На рейсовом автобусе мы за какие-то полчаса доехали до Марселя. Не передать нашу радость – радость вырвавшихся на свободу молодых парней! Боже мой! Неужели я, ещё полгода назад живший в глубокой Сибири и лишь понаслышке знавший о том, что за границей есть другой мир, другая жизнь, неужели это я всего за каких-то полгода пожил в двух государствах – Германии, где я учился, и Франции, где я служил? Неужели это я, советский парень, сейчас нахожусь в Марселе и стою на берегу Средиземного моря? Эта картина ярко запечатлелась в моей памяти: порт, корабли, покачивающиеся на волнах, трепещущие на ветру французские флаги, посреди бухты – живописный островок с развалинами средневековой крепости, на набережной – дома не нашей, не советской архитектуры, и, как благословение этого прекрасного мира свыше – на высокой горе, над городом – костёл, готическим шпилем пронзающий южное небо… И бескрайнее лазурное море…

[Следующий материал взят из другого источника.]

PR #1590, opened 2019-09-08
Switch to Stripe Elements and Intents API

LudvigHz:
Depends on https://github.com/webkom/lego/pull/1669
This PR:
- Switches to [Stripe Elements](https://stripe.com/docs/payments/payment-intents/web#elements)
- Implements the new [Intents API](https://stripe.com/docs/payments/payment-intents)

What's missing:
- [x] Handle the payment requests server response. [docs](https://stripe.com/docs/payments/payment-intents/migration#elements-step-3)
- [x] Testing with a newer API version
- [x] Some styling and finishing touches
- [x] Error handling

~~The current plan is to use the [synchronous flow](https://stripe.com/docs/payments/payment-intents/migration#elements) as Stripe calls it, which is the easiest method of handling the payments.~~ Stripe recommends using the [automatic confirmation](https://stripe.com/docs/payments/payment-intents/migration/automatic-confirmation#elements) method though. ~~I'm thinking we should go the easier way since our payments are so simple, and we wouldn't need [webhooks](https://stripe.com/docs/payments/payment-intents/verifying-status#webhooks), need feedback on this!~~

~~I've migrated backend to the synchronous flow automatic confirmation method, but need to test and make sure we go this way before making a PR.~~

~~I am not able to test this until we upgrade our Stripe API version though. Should be safe to upgrade in a few days!~~

PR #1897, opened 2020-07-22
Add cypress tests for registrations and payments

LudvigHz:
Requires #1590 

Add cypress E2E tests with stripe. Hopefully this will increase confidence in merging #1590. Also this is really something we should have proper tests for.

**TODO:**
- [x] Add tests for weird user behaviour. (refreshing in the middle of payments, clicking away etc.)
- [x] Add tests for various 3d secure cases (https://stripe.com/docs/testing#regulatory-cards)
- [x] Investigate if it is possible to test paymentRequests


LudvigHz:
This spec will not run in CI, as it currently would take waaay to much time and is sensitive to high server load (due to stripe js loading). We could add a nightly task in master f.ex where this runs, so we actually run it automatically.

Would be nice with some thoughts on this!

PR #1937, opened 2020-09-02
Include joblistings where workplaces is [] when filtering for "Annet"

jakob-lj:
When a joblisting has workplaces: [], they are not included when filtering workplaces=Annet.
Before:
Skjermbilde 2020-09-03 kl  00 37 19

After:
Skjermbilde 2020-09-03 kl  00 37 33


LudvigHz (approved):
Nice! I agree that this makes sense. Thanks for the contribution 🎉

PR #1939, opened 2020-09-04
Fix bug in editor datepicker

erlingfn:
Fix a bug where the datepicker field is not loaded with the correct initialvalue. This bug would result in the datepicker being initialized to the current date when editing an old meeting, which is rather annoying. Also remove an error with a field intended as read only not being set as read only


SmithPeder (approved):
Very nice

LudvigHz (approved):
Finally 😍

PR #1943, opened 2020-09-07
Don't push route on modal

SmithPeder:


LudvigHz (approved):
Hmm, weird how this got in here :thinking:

SmithPeder:
I got a theory, maybe they stole it from here :D So I guess you can't delete Companies in the `BDB` either 🙃 
https://github.com/webkom/lego-webapp/blob/c87589654355bd0fe85bcadaa2287b8b540e94a7/app/routes/bdb/utils.js#L185-L193

SmithPeder:
@LudvigHz One could not delete companies either, so this fixes this as well. looked at all the other `ConfirmModalWithParant` and these two were the only ones that used the `NavigationLink`

LudvigHz:
Nice :ok_hand:

erlingfn:
Great work!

Мы с Тарасом зашли в кафе, заказали себе пиццу и пиво. С каким наслаждением мы уминали эту пиццу, щедро сдобренную сыром, беконом и томатами, какой вкусной показалась она после армейских харчей! А пиво… Два месяца воздержания от алкоголя дали себя знать – пиво пошло на ура! Улыбчивая девушка в длинном тёмном фартуке с логотипом кафе с ног сбилась, поднося нам бокал за бокалом. Пиво совсем расслабило нас. Выйдя из кафе, мы побрели по берегу моря и, в десяти минутах ходьбы от порта, набрели на городской пляж, где жарилось на солнышке несколько десятков горожан. С удовольствием мы скинули с себя одежду, обувь и пошли искупаться. Вода, разумеется, была ещё холодная, но для нас искупаться казалось делом принципа. Как это – быть у моря и не окунуться? Мы разбежались, бросились в воду, окунулись с головой и почти сразу выбежали обратно на берег освежённые и сразу протрезвевшие, растянулись на жиденьком песке, подставив южному солнцу наши бледные тела. На влажных губах таял солёный привкус моря…

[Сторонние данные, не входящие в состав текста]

PR #1948, opened 2020-09-13
[Ignore for now]Add cookie pop-up

theodorsm:
Add annoying cookie consent pop-up. 

image

### DIFF
--- a/app/components/CookieConsenter/index.js
+++ b/app/components/CookieConsenter/index.js
@@ -1,0 +1,35 @@
+// @flow
+
+import React from 'react';
+import styles from './index.css';
+import NavigationLink from 'app/components/NavigationTab/NavigationLink';
+import CookieConsent from 'react-cookie-consent';
+
+type Props = {
+  content: string,
+  buttonText?: string,
+  link?: string,
+};
+
+const CookieConsenter = ({ content, buttonText, link }: Props) => {
+  return (
+    <CookieConsent
+      style={{ background: '#bc1818' }}
+      buttonStyle={{ background: 'white', borderRadius: '5px' }}
+      buttonText={buttonText}
+    >
+      {content + ' '}
+      {link ? (
+        <NavigationLink to={'/' + link}>
+          <span>
+            Les mer <u>her</u>.
+          </span>
+        </NavigationLink>
+      ) : (
+        ''
+      )}
+    </CookieConsent>
+  );
+};
+
+export default CookieConsenter;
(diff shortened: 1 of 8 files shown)


app/routes/app/AppRoute.js
```diff
@@ -141,6 +142,12 @@ class App extends PureComponent<AppProps> {
 
           <PhotoUploadStatus />
 
+          <CookieConsent
+            content="Når du besøker abakus.no installerer vi cookies som er nødvendig for at du skal kunne benytte deg av nettsidene våre."
```
AdrianAndersen, line 146:
```suggestion
            content="Når du besøker abakus.no, installerer vi cookies som er nødvendig for at du skal kunne benytte deg av nettsidene våre."
```

app/components/CookieConsenter/index.js
```diff
@@ -0,0 +1,35 @@
...
+
+const CookieConsenter = ({ content, buttonText, link }: Props) => {
+  return (
+    <CookieConsent
+      style={{ background: '#bc1818' }}
+      buttonStyle={{ background: 'white', borderRadius: '5px' }}
+      buttonText={buttonText}
+    >
+      {content + ' '}
+      {link ? (
```
LudvigHz, line 22: `link && (...)`?

LudvigHz (approved):
lgtm

AdrianAndersen (commented):
Looking good. I would recommend to use --css-variables on your colors to make it more uniform. (For instance **var(--lego-red)** instead of **#bc1818**) Make sure to work out the whether the styles sheet should be used or not. I also added a grammar-suggestion. GDPR-compliance here we come. :smile:

app/routes/app/AppRoute.js
theodorsm: Thanks for the review. I will correct the grammar, but it is not easy to use css-variables as the CookieConset component needs inline styling, so it's not possible to use css classes.

AdrianAndersen: Ait, no worries :+1:

AdrianAndersen (approved):

odinuge:
Can we avoid using cookies for un-authed users instead of this? And instead store the answer for each user in the db so that folks only need to agree once.

theodorsm:
Need to migrate stripe: https://github.com/stripe/react-stripe-js/blob/master/docs/migrating.md

theodorsm:
We are thinking about making a privacy page for users later.

theodorsm:
Screenshots: 
image

image

theodorsm:
The website is not unsuable for users without consenting for cookies. If you take remove your consent, the banner will show again.
image

LudvigHz:
Closing this in favor of #1985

– Ну, что делать-то будем? – спросил я, блаженно щурясь. – Куда дальше?
– Ну, ты как хочешь, а я обратно в «совок» не поеду! – категорично заявил Тарас.
– Так и я не поеду. А что делать-то? Что ты предлагаешь?
– А что ты меня спрашиваешь? Ты можешь к предкам в Италию податься.
– Через Россию? Только не это! – возопил я.
– Ладно ты, не ори! Я предлагаю всё-таки обосноваться в Германии, – Тарас стал развивать свою мысль. – А где ещё? Здесь оставаться? А ты французский знаешь? Нет. Есть у тебя во Франции кто-то? Нет. Ну, вот… А немецкий язык мы с тобой худо-бедно знаем, то есть, ты-то здорово на немецком говоришь, ну, а я – так… Спасибо советской школе. К тому же, у меня в Ганновере знакомые есть. В общем, слушай сюда…
И Тарас предложил такой план: двигаем в Ганновер, где живёт сестра его жены (ого! он женат, оказывается…), перекантуемся там первое время, а там видно будет…
– Зойкин муж – Петер, – вдохновенно вещал Тарас, – настоящий немец…
– Ух ты! А где она с ним познакомилась?
– Зойка универ в Киеве заканчивала, когда туда Петер приехал. И на какой-то дискотеке они и познакомились.
– А как его в Киев-то занесло?
– Да, понимаешь, как у нас перестройка началась, так к «совку» интерес во всём мире появился. Советский Союз нынче в моде: символика наша, значки, флаги, медали… У нас один парень переписывался с англичанами, так они ему в обмен на футболки с гербом Советского Союза, на пионерские галстуки, и на прочую фигню из Англии слали фирменные джинсы и футболки, пластинки, и даже косметику с надписью «Лондон-Париж-Нью-Йорк», а он всё это на «пятак» относил и загонял по бешеным ценам. Так и Петер возлюбил всё русское, а для них мы – хоть хохлы, хоть казахи – все русские, так вот, он ужасно интересуется нашей историей, культурой, даже русский язык выучил, прикинь! Вот он в отпуск в Киев приехал, в украинской вышиванке на дискотеку пошёл и познакомился с Зойкой. Ну, а раз он такой любитель всего русского, то и жену себе захотел русскую. Так что они поженились и уехала Зойка в Ганновер.
– Прямо сказка про Золушку!
– Да. Петер не принц, конечно, но свой строительный бизнес имеет. Так что, может, он и нас пристроит, а что – чем чёрт не шутит.